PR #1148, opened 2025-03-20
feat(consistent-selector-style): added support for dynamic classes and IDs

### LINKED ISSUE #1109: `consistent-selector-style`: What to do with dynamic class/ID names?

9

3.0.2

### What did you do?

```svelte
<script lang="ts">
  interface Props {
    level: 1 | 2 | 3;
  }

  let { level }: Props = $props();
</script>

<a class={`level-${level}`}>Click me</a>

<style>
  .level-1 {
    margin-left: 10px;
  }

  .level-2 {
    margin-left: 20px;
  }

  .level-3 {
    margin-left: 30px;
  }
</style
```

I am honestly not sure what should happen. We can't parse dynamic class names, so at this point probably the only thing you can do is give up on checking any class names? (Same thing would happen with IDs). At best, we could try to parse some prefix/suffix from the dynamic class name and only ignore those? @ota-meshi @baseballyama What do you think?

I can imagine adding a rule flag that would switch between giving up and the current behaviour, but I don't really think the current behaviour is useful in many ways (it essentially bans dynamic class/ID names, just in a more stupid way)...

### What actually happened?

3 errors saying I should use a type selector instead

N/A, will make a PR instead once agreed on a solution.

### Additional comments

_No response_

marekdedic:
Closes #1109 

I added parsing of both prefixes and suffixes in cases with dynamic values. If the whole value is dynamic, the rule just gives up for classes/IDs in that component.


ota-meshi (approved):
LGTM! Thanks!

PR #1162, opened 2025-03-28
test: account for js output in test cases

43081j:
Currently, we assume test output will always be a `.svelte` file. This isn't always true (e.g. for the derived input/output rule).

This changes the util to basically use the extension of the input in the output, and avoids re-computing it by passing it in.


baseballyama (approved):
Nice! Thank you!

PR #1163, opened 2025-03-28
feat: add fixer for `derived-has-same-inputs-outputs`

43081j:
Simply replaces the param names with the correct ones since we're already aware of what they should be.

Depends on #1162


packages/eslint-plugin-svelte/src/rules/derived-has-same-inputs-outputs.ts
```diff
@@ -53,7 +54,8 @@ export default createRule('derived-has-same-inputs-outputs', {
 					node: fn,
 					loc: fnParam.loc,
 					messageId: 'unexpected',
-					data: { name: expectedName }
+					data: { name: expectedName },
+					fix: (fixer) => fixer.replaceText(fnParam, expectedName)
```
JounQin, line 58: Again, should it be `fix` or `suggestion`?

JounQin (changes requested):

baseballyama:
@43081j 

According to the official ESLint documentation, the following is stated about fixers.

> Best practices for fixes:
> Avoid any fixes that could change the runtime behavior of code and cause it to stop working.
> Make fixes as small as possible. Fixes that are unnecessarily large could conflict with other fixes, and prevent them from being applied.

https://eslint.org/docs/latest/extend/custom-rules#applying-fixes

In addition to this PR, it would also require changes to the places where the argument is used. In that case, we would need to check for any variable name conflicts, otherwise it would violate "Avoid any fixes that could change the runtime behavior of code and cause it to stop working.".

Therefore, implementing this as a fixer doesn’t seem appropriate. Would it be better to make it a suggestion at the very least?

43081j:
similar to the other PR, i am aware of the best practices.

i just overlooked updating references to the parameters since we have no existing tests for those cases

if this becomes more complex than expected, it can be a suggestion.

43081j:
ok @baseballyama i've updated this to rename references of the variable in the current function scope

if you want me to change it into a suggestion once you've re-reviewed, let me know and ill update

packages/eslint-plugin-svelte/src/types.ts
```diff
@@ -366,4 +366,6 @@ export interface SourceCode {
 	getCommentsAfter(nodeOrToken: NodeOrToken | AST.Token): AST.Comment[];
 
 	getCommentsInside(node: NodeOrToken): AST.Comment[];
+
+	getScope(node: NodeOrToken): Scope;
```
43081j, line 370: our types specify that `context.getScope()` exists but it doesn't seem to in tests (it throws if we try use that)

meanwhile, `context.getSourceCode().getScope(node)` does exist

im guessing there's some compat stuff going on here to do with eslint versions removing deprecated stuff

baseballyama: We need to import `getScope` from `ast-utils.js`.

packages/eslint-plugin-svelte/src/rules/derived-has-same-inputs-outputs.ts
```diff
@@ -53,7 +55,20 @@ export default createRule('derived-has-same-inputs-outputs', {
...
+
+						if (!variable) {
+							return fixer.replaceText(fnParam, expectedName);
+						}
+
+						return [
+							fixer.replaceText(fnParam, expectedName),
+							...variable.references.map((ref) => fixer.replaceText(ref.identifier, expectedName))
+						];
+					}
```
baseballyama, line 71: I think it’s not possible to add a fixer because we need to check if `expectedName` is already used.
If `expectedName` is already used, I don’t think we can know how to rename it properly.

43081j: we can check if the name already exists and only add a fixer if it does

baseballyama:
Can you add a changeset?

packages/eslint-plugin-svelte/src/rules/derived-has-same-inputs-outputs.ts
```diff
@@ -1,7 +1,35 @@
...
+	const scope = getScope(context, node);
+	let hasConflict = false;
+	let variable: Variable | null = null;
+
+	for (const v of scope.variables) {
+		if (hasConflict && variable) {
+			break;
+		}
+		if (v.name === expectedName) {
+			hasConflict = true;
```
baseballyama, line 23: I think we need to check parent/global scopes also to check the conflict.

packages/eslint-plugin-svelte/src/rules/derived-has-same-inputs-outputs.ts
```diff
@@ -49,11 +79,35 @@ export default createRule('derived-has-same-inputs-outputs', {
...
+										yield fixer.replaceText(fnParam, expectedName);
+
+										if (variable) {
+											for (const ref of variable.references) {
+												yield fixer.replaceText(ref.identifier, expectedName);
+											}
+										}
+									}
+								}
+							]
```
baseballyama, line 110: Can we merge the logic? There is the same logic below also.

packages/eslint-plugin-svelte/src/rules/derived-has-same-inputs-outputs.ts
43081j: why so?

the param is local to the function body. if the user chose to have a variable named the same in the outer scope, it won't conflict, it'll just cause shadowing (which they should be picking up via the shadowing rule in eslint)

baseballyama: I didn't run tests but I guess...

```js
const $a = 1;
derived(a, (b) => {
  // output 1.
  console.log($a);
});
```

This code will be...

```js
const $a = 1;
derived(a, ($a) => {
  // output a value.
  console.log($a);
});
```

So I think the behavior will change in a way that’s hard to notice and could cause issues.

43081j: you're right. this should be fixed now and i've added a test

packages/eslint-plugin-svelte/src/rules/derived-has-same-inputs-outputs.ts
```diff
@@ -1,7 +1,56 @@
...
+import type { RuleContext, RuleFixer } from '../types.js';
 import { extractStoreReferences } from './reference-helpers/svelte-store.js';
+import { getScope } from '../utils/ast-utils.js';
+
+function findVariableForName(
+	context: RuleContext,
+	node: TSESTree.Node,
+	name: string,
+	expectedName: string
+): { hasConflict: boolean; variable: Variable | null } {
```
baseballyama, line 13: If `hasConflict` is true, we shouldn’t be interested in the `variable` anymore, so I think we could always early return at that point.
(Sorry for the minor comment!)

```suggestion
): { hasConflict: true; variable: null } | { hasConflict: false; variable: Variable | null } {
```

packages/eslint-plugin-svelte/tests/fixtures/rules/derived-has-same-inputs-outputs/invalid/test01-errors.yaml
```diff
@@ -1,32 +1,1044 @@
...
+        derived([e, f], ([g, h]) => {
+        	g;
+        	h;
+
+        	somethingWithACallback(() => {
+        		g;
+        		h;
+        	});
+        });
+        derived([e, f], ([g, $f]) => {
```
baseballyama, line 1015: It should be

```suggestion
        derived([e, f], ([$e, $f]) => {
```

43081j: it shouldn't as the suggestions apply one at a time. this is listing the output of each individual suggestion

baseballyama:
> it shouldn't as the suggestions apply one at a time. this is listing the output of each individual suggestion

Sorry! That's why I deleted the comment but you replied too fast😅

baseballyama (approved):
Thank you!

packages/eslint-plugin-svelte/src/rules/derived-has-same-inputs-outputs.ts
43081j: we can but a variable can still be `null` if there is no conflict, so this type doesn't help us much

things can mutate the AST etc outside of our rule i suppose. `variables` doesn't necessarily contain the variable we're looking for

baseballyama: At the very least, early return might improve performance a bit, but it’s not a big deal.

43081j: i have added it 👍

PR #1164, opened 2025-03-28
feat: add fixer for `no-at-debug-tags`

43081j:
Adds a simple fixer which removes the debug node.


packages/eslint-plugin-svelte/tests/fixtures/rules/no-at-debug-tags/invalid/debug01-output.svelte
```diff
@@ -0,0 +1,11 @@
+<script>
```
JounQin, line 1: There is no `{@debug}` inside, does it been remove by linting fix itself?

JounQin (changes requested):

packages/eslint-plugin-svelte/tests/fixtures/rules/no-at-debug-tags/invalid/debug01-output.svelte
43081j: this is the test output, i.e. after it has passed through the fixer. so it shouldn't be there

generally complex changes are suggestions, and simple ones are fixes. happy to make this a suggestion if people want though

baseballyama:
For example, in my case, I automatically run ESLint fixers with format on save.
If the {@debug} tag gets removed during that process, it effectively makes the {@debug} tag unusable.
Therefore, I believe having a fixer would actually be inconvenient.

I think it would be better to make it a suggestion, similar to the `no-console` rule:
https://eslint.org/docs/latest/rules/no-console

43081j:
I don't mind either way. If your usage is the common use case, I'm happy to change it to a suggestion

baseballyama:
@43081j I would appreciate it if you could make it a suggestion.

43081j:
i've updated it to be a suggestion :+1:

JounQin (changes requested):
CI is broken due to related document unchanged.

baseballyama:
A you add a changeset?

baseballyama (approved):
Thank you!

## TASK STATEMENT
The lines to copy run from the first line of the entries to the line containing "I am honestly"; copy them exactly and output nothing else.

## WRITTEN RESPONSE
PR #1148, opened 2025-03-20
feat(consistent-selector-style): added support for dynamic classes and IDs

### LINKED ISSUE #1109: `consistent-selector-style`: What to do with dynamic class/ID names?

9

3.0.2

### What did you do?

```svelte
<script lang="ts">
  interface Props {
    level: 1 | 2 | 3;
  }

  let { level }: Props = $props();
</script>

<a class={`level-${level}`}>Click me</a>

<style>
  .level-1 {
    margin-left: 10px;
  }

  .level-2 {
    margin-left: 20px;
  }

  .level-3 {
    margin-left: 30px;
  }
</style
```

I am honestly not sure what should happen. We can't parse dynamic class names, so at this point probably the only thing you can do is give up on checking any class names? (Same thing would happen with IDs). At best, we could try to parse some prefix/suffix from the dynamic class name and only ignore those? @ota-meshi @baseballyama What do you think?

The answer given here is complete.